Entering edit mode
Hi,
I'm using DESeq2 to analyse some RNA-seq data. I have different treatments (XXX, YYY and ZZZ) at different time points (2h, 4h, 8h), with DMSO used as a control for the treatment. 'se' is my SummarizedExperiment object containing the raw counts.
## create DESeqDataSet
dds <- DESeqDataSet(se, design = ~ treatment + time + treatment:time)
# make sure DMSO is the base level of the treatment factor
dds$treatment <- relevel(dds$treatment, "DMSO")
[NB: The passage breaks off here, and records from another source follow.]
PR #1275, opened 2020-07-27
feat: allow `Settings.host` to be used when `Settings.servicePath` is set

### LINKED ISSUE #1265: [Firestore] firestore.settings() cannot have 'host' when FIRESTORE_EMULATOR_HOST is set
#### Environment details

  - OS: macOS
  - Node.js version: 10.x
  - npm version: 6.14.5
  - `@google-cloud/firestore` version: 4.1.1 (via `firebase-admin` 9.0.0)

#### Steps to reproduce

index.js
```js
const admin = require('firebase-admin');

admin.initializeApp({
  projectId: 'abc-123'
});

admin.firestore().settings({
  host: 'localhost:8080',
  ssl: false
});

console.log("Ok!");
```

```bash
$ node index.js 
Ok!
```

```bash
$ FIRESTORE_EMULATOR_HOST=localhost:8080 node index.js 
/private/var/folders/xl/6lkrzp7j07581mw8_4dlt3b000643s/T/tmp.4ukcSYBP/node_modules/@google-cloud/firestore/build/src/index.js:424
                throw new Error('Cannot set both "settings.host" and "settings.servicePath".');
                ^

Error: Cannot set both "settings.host" and "settings.servicePath".
    at Firestore.validateAndApplySettings (/private/var/folders/xl/6lkrzp7j07581mw8_4dlt3b000643s/T/tmp.4ukcSYBP/node_modules/@google-cloud/firestore/build/src/index.js:424:23)
    at Firestore.settings (/private/var/folders/xl/6lkrzp7j07581mw8_4dlt3b000643s/T/tmp.4ukcSYBP/node_modules/@google-cloud/firestore/build/src/index.js:413:14)
    at Object.<anonymous> (/private/var/folders/xl/6lkrzp7j07581mw8_4dlt3b000643s/T/tmp.4ukcSYBP/index.js:7:19)
    at Module._compile (internal/modules/cjs/loader.js:778:30)
    at Object.Module._extensions..js (internal/modules/cjs/loader.js:789:10)
    at Module.load (internal/modules/cjs/loader.js:653:32)
    at tryModuleLoad (internal/modules/cjs/loader.js:593:12)
    at Function.Module._load (internal/modules/cjs/loader.js:585:3)
    at Function.Module.runMain (internal/modules/cjs/loader.js:831:12)
    at startup (internal/bootstrap/node.js:283:19)
```

`settings.host` should **override** the environment variable, and it definitely shouldn't throw if the values are the same in any case.

thebrianchen:
Fixes #1265.

The existing behavior prioritized `FIRESTORE_EMULATOR_HOST` over any user-specified host when set, and prohibits setting the host more than once. This PR allows `Settings.host` to take precedence over `Settings.servicePath` and `Settings.apiEndpoint` if `FIRESTORE_EMULATOR_HOST` is not set and logs a warning when the host is overridden. Otherwise, `FIRESTORE_EMULATOR_HOST` is used as the host, regardless of any values that are passed via `Settings`.

### DIFF
--- a/dev/src/index.ts
+++ b/dev/src/index.ts
@@ -408,21 +408,7 @@ export class Firestore implements firestore.Firestore {
       libraryHeader.libVersion += ' fire/' + settings.firebaseVersion;
     }
 
-    if (process.env.FIRESTORE_EMULATOR_HOST) {
-      validateHost(
-        'FIRESTORE_EMULATOR_HOST',
-        process.env.FIRESTORE_EMULATOR_HOST
-      );
-
-      settings = {
-        ...settings,
-        host: process.env.FIRESTORE_EMULATOR_HOST,
-        ssl: false,
-      };
-    } else {
-      settings = {...settings, ...libraryHeader};
-    }
-    this.validateAndApplySettings(settings);
+    this.validateAndApplySettings({...settings, ...libraryHeader});
 
     const retryConfig = serviceConfig.retry_params.default;
     this._backoffSettings = {
@@ -496,7 +482,22 @@ export class Firestore implements firestore.Firestore {
     }
 
     let url: URL | null = null;
-    if (settings.host !== undefined) {
+
+    // If the environment variable is set, it should always take precedence
+    // over any user passed in settings.
+    if (process.env.FIRESTORE_EMULATOR_HOST) {
+      validateHost(
+        'FIRESTORE_EMULATOR_HOST',
+        process.env.FIRESTORE_EMULATOR_HOST
+      );
+
+      settings = {
+        ...settings,
+        host: process.env.FIRESTORE_EMULATOR_HOST,
+        ssl: false,
+      };
+      url = new URL(`http://${settings.host}`);
+    } else if (settings.host !== undefined) {
       validateHost('settings.host', settings.host);
       url = new URL(`http://${settings.host}`);
       if (
@@ -507,7 +508,7 @@ export class Firestore implements firestore.Firestore {
       ) {
         // eslint-disable-next-line no-console
         console.warn(
-          `The provided host (${settings.host}) in "settings" does not ` +
+          `The provided host (${url.hostname}) in "settings" does not ` +
             `match the existing host (${
               settings.servicePath ?? settings.apiEndpoint
             }). Using the provided host.`
--- a/dev/src/index.ts
+++ b/dev/src/index.ts
@@ -504,14 +504,24 @@ export class Firestore implements firestore.Firestore {
 
     if (settings.host !== undefined) {
       validateHost('settings.host', settings.host);
-      if (settings.servicePath !== undefined) {
-        throw new Error(
-          'Cannot set both "settings.host" and "settings.servicePath".'
+      if (
+        settings.servicePath !== undefined &&
+        settings.servicePath !== settings.host
+      ) {
+        // eslint-disable-next-line no-console
+        console.warn(
+          '"settings.servicePath" does not match "settings.host". ' +
+            'Using "settings.host" as host.'
         );
       }
-      if (settings.apiEndpoint !== undefined) {
-        throw new Error(
-          'Cannot set both "settings.host" and "settings.apiEndpoint".'
+      if (
+        settings.apiEndpoint !== undefined &&
+        settings.apiEndpoint !== settings.host
+      ) {
+        // eslint-disable-next-line no-console
+        console.warn(
+          '"settings.apiEndpoint" does not match "settings.host". ' +
+            'Using "settings.host" as host.'
         );
       }
 
--- a/dev/src/index.ts
+++ b/dev/src/index.ts
@@ -500,6 +500,10 @@ export class Firestore implements firestore.Firestore {
     } else if (settings.host !== undefined) {
       validateHost('settings.host', settings.host);
       url = new URL(`http://${settings.host}`);
+    }
+
+    // Only store the host if a valid value was provided in `host`.
+    if (url !== null) {
       if (
         (settings.servicePath !== undefined &&
           settings.servicePath !== url.hostname) ||
@@ -514,21 +518,18 @@ export class Firestore implements firestore.Firestore {
             }). Using the provided host.`
         );
       }
-    }
 
-    // Only store the host if a valid value was provided in `host`.
-    if (url !== null) {
       settings.servicePath = url.hostname;
       if (url.port !== '' && settings.port === undefined) {
         settings.port = Number(url.port);
       }
-    }
 
-    // We need to remove the `host` and `apiEndpoint` setting, in case a user
-    // calls `settings()`, which will compare the the provided `host` to the
-    // existing hostname stored on `servicePath`.
-    delete settings.host;
-    delete settings.apiEndpoint;
+      // We need to remove the `host` and `apiEndpoint` setting, in case a user
+      // calls `settings()`, which will compare the the provided `host` to the
+      // existing hostname stored on `servicePath`.
+      delete settings.host;
+      delete settings.apiEndpoint;
+    }
 
     if (settings.ssl !== undefined) {
       validateBoolean('settings.ssl', settings.ssl);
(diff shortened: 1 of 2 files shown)


dev/src/index.ts
```diff
@@ -504,14 +504,24 @@ export class Firestore implements firestore.Firestore {
...
     if (settings.host !== undefined) {
       validateHost('settings.host', settings.host);
-      if (settings.servicePath !== undefined) {
-        throw new Error(
-          'Cannot set both "settings.host" and "settings.servicePath".'
+      if (
+        settings.servicePath !== undefined &&
+        settings.servicePath !== settings.host
+      ) {
+        // eslint-disable-next-line no-console
```
thebrianchen, line 511: Not sure about the error message here, since the host is stored on `settings.servicePath`. Could we refer to hosts set on `settings.servicePath` and `settings.apiEndpoint` as "existing hosts"? That way, we could simply and combine the two error messages into something like "settings.host does not match the existing host..."

schmidt-sebastian:
@thebrianchen Did you look at why this failed? I don't see how this can fail:

https://github.com/googleapis/nodejs-firestore/blob/56355f1c83b055fdbd3ed47e069df813696a1fc0/dev/src/index.ts#L427
unsets the `servicePath` if FIRESTORE_EMULATOR_HOST is set. https://github.com/googleapis/nodejs-firestore/blob/56355f1c83b055fdbd3ed47e069df813696a1fc0/dev/src/index.ts#L496 doesn't seem to change it again.

dev/src/index.ts
```diff
@@ -505,23 +505,20 @@ export class Firestore implements firestore.Firestore {
...
-      ) {
-        // eslint-disable-next-line no-console
-        console.warn(
-          '"settings.apiEndpoint" does not match "settings.host". ' +
-            'Using "settings.host" as host.'
+          `The provided host (${settings.host}) in "settings" does not match the ` +
+            `existing host (${
+              settings.servicePath !== undefined
+                ? settings.servicePath
+                : settings.apiEndpoint
```
schmidt-sebastian, line 519:
```suggestion
              settings.servicePath ?? settings.apiEndpoint
```

dev/src/index.ts
```diff
@@ -505,23 +505,20 @@ export class Firestore implements firestore.Firestore {
     if (settings.host !== undefined) {
       validateHost('settings.host', settings.host);
       if (
-        settings.servicePath !== undefined &&
-        settings.servicePath !== settings.host
+        (settings.servicePath !== undefined &&
+          settings.servicePath !== settings.host) ||
+        (settings.apiEndpoint !== undefined &&
+          settings.apiEndpoint !== settings.host)
```
schmidt-sebastian, line 511: Host is "hostname:port". At least servicePath is just hostname. Can you verify that this works as expected?

dev/src/index.ts
```diff
@@ -530,10 +527,11 @@ export class Firestore implements firestore.Firestore {
...
         settings.port = Number(url.port);
       }
-      // We need to remove the `host` setting, in case a user calls `settings()`,
-      // which will again enforce that `host` and `servicePath` are not both
-      // specified.
+      // We need to remove the `host` and `apiEndpoint` setting, in case a user
+      // calls `settings()`, which will compare the the provided `host` to the
+      // existing host stored on `servicePath`.
       delete settings.host;
+      delete settings.apiEndpoint;
```
schmidt-sebastian, line 534: I think we can now delete the code that also does this in the constructor.

By the way, I am still a little uneasy about the order of operations here:

```
process.env.FIRESTORE_EMULATOR_HOST = 'chicago';
const firestore = new Firestore({host: 'sanfrancisco'});
// Now talking to 'chicago'

vs:

process.env.FIRESTORE_EMULATOR_HOST = 'chicago';
const firestore = new Firestore()
firstore.setting({host: 'sanfrancisco'});
// Now talking to 'sanfrancisco'
```

Maybe all the constructor code should be moved to `validateAndApplySettings`, where we can then use a unified and sane behavior?

dev/src/index.ts
thebrianchen: thanks, done.

dev/src/index.ts
thebrianchen: Changed logic to compare hostnames.

dev/src/index.ts
thebrianchen: moved the deletion code over to `validateAndApplySettings`. However, we need to keep the env var check in the constructor in order to preserve existing behavior where the env var overrides anything passed into the constructor.

dev/src/index.ts
```diff
@@ -502,30 +481,55 @@ export class Firestore implements firestore.Firestore {
...
-      // which will again enforce that `host` and `servicePath` are not both
-      // specified.
-      delete settings.host;
     }
 
+    // We need to remove the `host` and `apiEndpoint` setting, in case a user
+    // calls `settings()`, which will compare the the provided `host` to the
+    // existing hostname stored on `servicePath`.
+    delete settings.host;
+    delete settings.apiEndpoint;
```
schmidt-sebastian, line 531: This should be moved into the if-statement above, shouldn't it?

dev/src/index.ts
```diff
@@ -502,30 +481,55 @@ export class Firestore implements firestore.Firestore {
       this._projectId = settings.projectId;
     }
 
-    if (settings.host !== undefined) {
+    let url: URL | null = null;
+
+    // If the environment variable is set, it should always take precedence
+    // over any user passed in settings.
```
schmidt-sebastian, line 487: If we feel strongly that this is the wrong thing to do, should add a TODO to fix this?

dev/src/index.ts
```diff
@@ -502,30 +481,55 @@ export class Firestore implements firestore.Firestore {
...
-          'Cannot set both "settings.host" and "settings.apiEndpoint".'
+      url = new URL(`http://${settings.host}`);
+      if (
+        (settings.servicePath !== undefined &&
+          settings.servicePath !== url.hostname) ||
+        (settings.apiEndpoint !== undefined &&
+          settings.apiEndpoint !== url.hostname)
+      ) {
+        // eslint-disable-next-line no-console
+        console.warn(
```
schmidt-sebastian, line 510: I am debating if it makes sense to log this warning even when FIRESTORE_EMULATOR_HOST is used. Most of the time, this shouldn't warn since servicePath and apiEndpoint are rarely set.

dev/src/index.ts
```diff
@@ -502,30 +481,55 @@ export class Firestore implements firestore.Firestore {
...
       if (url.port !== '' && settings.port === undefined) {
         settings.port = Number(url.port);
       }
-      // We need to remove the `host` setting, in case a user calls `settings()`,
-      // which will again enforce that `host` and `servicePath` are not both
-      // specified.
-      delete settings.host;
     }
 
+    // We need to remove the `host` and `apiEndpoint` setting, in case a user
```
schmidt-sebastian, line 527: Comment no longer applicable.

dev/src/index.ts
thebrianchen: I don't see how we would fix it without creating an inconvenient breaking change for developers. Since this is only used for emulators and 1p testing, I think the current behavior isn't "wrong". I mainly wanted to document the priority order to make the code easier to understand.

dev/src/index.ts
thebrianchen: good catch, done.

dev/src/index.ts
thebrianchen: Yeah, I think that makes more sense. If anything, it will make it easier for developers to figure out what host is actually being used.

dev/src/index.ts
thebrianchen: Isn't this still applicable if the user does not provide the env var? In that case, creating a new Firestore with a host passed in and then calling `settings()` with `host` specified would cause this situation.

schmidt-sebastian (approved):
LGTM. Please update PR title to match new behavior.

JustinBeckwith (approved):

PR #1280, opened 2020-08-06
feat: Build query/document mapping in bundles.

wu-hui:


dev/protos/firestore/bundle.proto
```diff
@@ -79,6 +79,9 @@ message BundledDocumentMetadata {
 
   // Whether the document exists.
   bool exists = 3;
+
+  // The query name in this bundle, if the document is added via a named query.
+  string query = 4;
```
schmidt-sebastian, line 84: A document can match multiple queries and should be a list that is merged with each update, shouldn't it?

dev/test/bundle.ts
```diff
@@ -158,7 +168,14 @@ describe('Bundle Buidler', () => {
...
     // Verify named query
-    const namedQuery = (elements[1] as IBundleElement).namedQuery;
+    let namedQuery = (elements[1] as IBundleElement).namedQuery;
+    let newNamedQuery = (elements[2] as IBundleElement).namedQuery;
+    if (namedQuery?.name === 'test-query-new') {
+      // Swap
+      const q = namedQuery;
+      namedQuery = newNamedQuery;
+      newNamedQuery = q;
+    }
```
schmidt-sebastian, line 178: How about this:

```suggestion
    elements.sort((l, r) => l.nameQuery.name < r.nameQuery.name));
    let namedQuery = (elements[1] as IBundleElement).namedQuery;
    let newNamedQuery = (elements[2] as IBundleElement).namedQuery;
```

Or this:

```suggestion
    let namedQuery = elements.find(l.nameQuery.name === 'foo')!;
    let newNamedQuery = elements.find(l.nameQuery.name === 'bar')!;
```

dev/src/bundle.ts
```diff
@@ -84,16 +84,33 @@ export class BundleBuilder {
...
+        },
+      });
+    }
+
+    // Update `queries` to include both original and `queryName`.
+    const newDocument = this.documents.get(snap.id)!;
+    newDocument.metadata.queries = originalQueries || [];
+    if (queryName) {
+      newDocument.metadata.queries!.push(queryName);
+    }
```
schmidt-sebastian, line 112:
```suggestion
    newDocument.metadata.queries = [queryName, ...originalQueries];
```

dev/test/bundle.ts
```diff
@@ -158,7 +169,17 @@ describe('Bundle Buidler', () => {
...
+      .namedQuery;
+    let newNamedQuery = elements.find(
+      e => e.namedQuery?.name === 'test-query-new'
+    )!.namedQuery;
+    if (namedQuery?.name === 'test-query-new') {
+      // Swap
+      const q = namedQuery;
+      namedQuery = newNamedQuery;
+      newNamedQuery = q;
+    }
```
schmidt-sebastian, line 182: This is not needed anymore.

dev/src/bundle.ts
```diff
@@ -84,16 +84,33 @@ export class BundleBuilder {
...
+
     if (snap.readTime > this.latestReadTime) {
       this.latestReadTime = snap.readTime;
     }
```
schmidt-sebastian, line 116: Can you change the error message right below to:

'Query name conflict: "${name}" has already been added.'

schmidt-sebastian (approved):

dev/src/bundle.ts
wu-hui: I wrote it that way to avoid copying the queries every time a document is added, might not be as useful as i though, but i think the code is not too hard to understand?

dev/src/bundle.ts
wu-hui: Done.

dev/test/bundle.ts
wu-hui: Oops, fixed.

dev/src/bundle.ts
schmidt-sebastian: My comment wasn't based on improving code readability but brevity. If you are concerned about the extra copy then we can of course keep as is.

PR #1298, opened 2020-09-16
fix: bulkWriter: writing to the same document does not create a new batch

thebrianchen:


dev/src/bulk-writer.ts
```diff
@@ -229,56 +235,62 @@ class BulkCommitBatch {
...
-  private failRemainingOperations(results: BatchWriteResult[]): void {
-    for (const result of results) {
-      assert(
-        result.status.code !== Status.OK,
-        'Should not fail successful operation'
-      );
-      this.pendingOps.get(result.key)!.reject(result.status);
-      this.pendingOps.delete(result.key);
+    for (let i = resolvedOps.length - 1; i >= 0; i--) {
+      this.pendingOps.splice(resolvedOps[i], 1);
```
schmidt-sebastian, line 293: Aren't these indices off after the first splice? I wonder if we can simply build up the reverse array in the loop above and replace this.pendingOps with it.

dev/test/bulk-writer.ts
```diff
@@ -348,23 +332,20 @@ describe('BulkWriter', () => {
     expect(() => bulkWriter.close()).to.throw(expected);
   });
 
-  it('sends writes to the same document in separate batches', async () => {
+  it('sends writes to the same documents in the same batch', async () => {
```
schmidt-sebastian, line 335: Does this test still have value over the other tests?

schmidt-sebastian (commented):
This is mostly good, though I wonder if we need to fix the "docsToRetry" logic in the WriteBatch constructor?

dev/src/bulk-writer.ts
thebrianchen: Since we're going in reverse order and deleting the last element in the array each time, the remaining indices won't be affected.

dev/test/bulk-writer.ts
thebrianchen: This test would fail if pendingOps got changed back to its original map type since the second write to the same document path would override the existing entry, so it serves to make sure that writes to the same document are added properly.

dev/src/bulk-writer.ts
schmidt-sebastian: Can you add a comment?

dev/test/bulk-writer.ts
schmidt-sebastian: Makes sense. Maybe prefix the test name with "can send"?

dev/src/bulk-writer.ts
thebrianchen: done.

dev/test/bulk-writer.ts
thebrianchen: done.

schmidt-sebastian (commented):
Thanks for the updates. Can you find a way to address the comment in the summary response?

thebrianchen:
> Thanks for the updates. Can you find a way to address the comment in the summary response?

Updated to use an index-based tracking system instead. Also modified the retry test to include retries to the same document path, which would have failed with the previous iteration.

dev/src/bulk-writer.ts
```diff
@@ -229,75 +241,76 @@ class BulkCommitBatch {
...
    * Resolves the individual operations in the batch with the results.
    */
-  private processResults(results: BatchWriteResult[]): void {
-    for (const result of results) {
-      if (result.status.code === Status.OK) {
-        this.pendingOps.get(result.key)!.resolve(result);
-        this.pendingOps.delete(result.key);
+  private processResults(
+    results: BatchWriteResult[],
+    failRemainingOperations = false
```
schmidt-sebastian, line 278: I think this should be "allowRetry" or something like that, which also means that you can just merge the corresponding branch with `if (!this.shouldRetry(result.status.code))`.  In the context of this method, `failRemainingOperations` is quite self-explanatory.

dev/src/bulk-writer.ts
```diff
@@ -229,75 +241,76 @@ class BulkCommitBatch {
...
+        );
+        op.deferred.reject(result.status);
+      } else if (result.status.code === Status.OK) {
+        op.deferred.resolve(result);
       } else if (!this.shouldRetry(result.status.code)) {
-        this.pendingOps.get(result.key)!.reject(result.status);
-        this.pendingOps.delete(result.key);
+        op.deferred.reject(result.status);
+      } else {
+        // Retry the operation if it is not processed.
```
schmidt-sebastian, line 295: Maybe: 

```suggestion
        // Retry the operation if it has not been processed.
```

dev/src/write-batch.ts
```diff
@@ -144,29 +144,29 @@ export class WriteBatch implements firestore.WriteBatch {
...
     this._allowUndefined = !!firestore._settings.ignoreUndefinedProperties;
 
     if (retryBatch) {
-      // Creates a new WriteBatch containing only the operations from the
-      // provided document paths to retry.
+      // Creates a new WriteBatch containing only the indexes from the provided
+      // indexes to retry.
       this._ops = retryBatch._ops.filter(
-        v => docsToRetry!.indexOf(v.docPath) !== -1
+        (op, index) => indexesToRetry!.indexOf(index) !== -1
```
schmidt-sebastian, line 169: This is a bit confusing to read. Could we make indexesToRetry a `Set`? Optional.

thebrianchen: Good call. Done.

dev/src/bulk-writer.ts
thebrianchen: Done.

schmidt-sebastian (approved):

PR #1303, opened 2020-09-18
fix: change typings for select() to return Query<DocumentData>

### LINKED ISSUE #1299: Improve the types for Query.select
Currently `Query.select` returns a `Query<T>`. However, by specifying the fields we are interested in, we break the guarantee that the returned documents will be of type `T`.

https://github.com/googleapis/nodejs-firestore/blob/786e52f8c8b7b9c6b84ffc988190470a063d5855/dev/src/reference.ts#L1293

I think that instead, the return type should be set to `Query<DocumentData>`

schmidt-sebastian:
Fixes https://github.com/googleapis/nodejs-firestore/issues/1299

### DIFF
--- a/dev/src/reference.ts
+++ b/dev/src/reference.ts
@@ -2314,7 +2314,8 @@ export class Query<T = firestore.DocumentData> implements firestore.Query<T> {
  * @class
  * @extends Query
  */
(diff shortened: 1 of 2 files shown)


thebrianchen (approved):
Thanks for fixing! LGTM after lint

## differential expression analysis
dds<- DESeq(dds)
## get results
# let's check the effect of treatment XXX
res <- results(dds, contrast=c("treatment", "XXX", "DMSO"))
## MA plot
plotMA(res)
Now, this is what my MA plot looks like:
Does this look right? It almost looks like the fold changes have not been shrunken! Is that the case?
Am I doing something wrong?
Thank you.
Thanks Michael. Why is the prior only applied to the interaction terms?
I very often do designs with interaction terms because I'm interested in, say, condition A in group 1, but I might also be interested in condition A over all groups. Since the prior is not applied to the second example, how reliable are its fold changes?
Thank you.
It takes a bit of geometric intuition, but for certain settings it was possible to observe that both shrinking the main effect terms and the interaction term resulted in the interaction term growing (despite the prior) to account for the difference between the observed counts and the predicted value using only the main effect terms. This could be demonstrated when the interaction term was truly 0, that the distribution of Wald or likelihood ratio statistic for the estimated interaction effects was too wide or too long tailed. This does not occur in the current implementation.
The unshrunken fold changes are perfectly reliable, if you filter on adjusted p-value.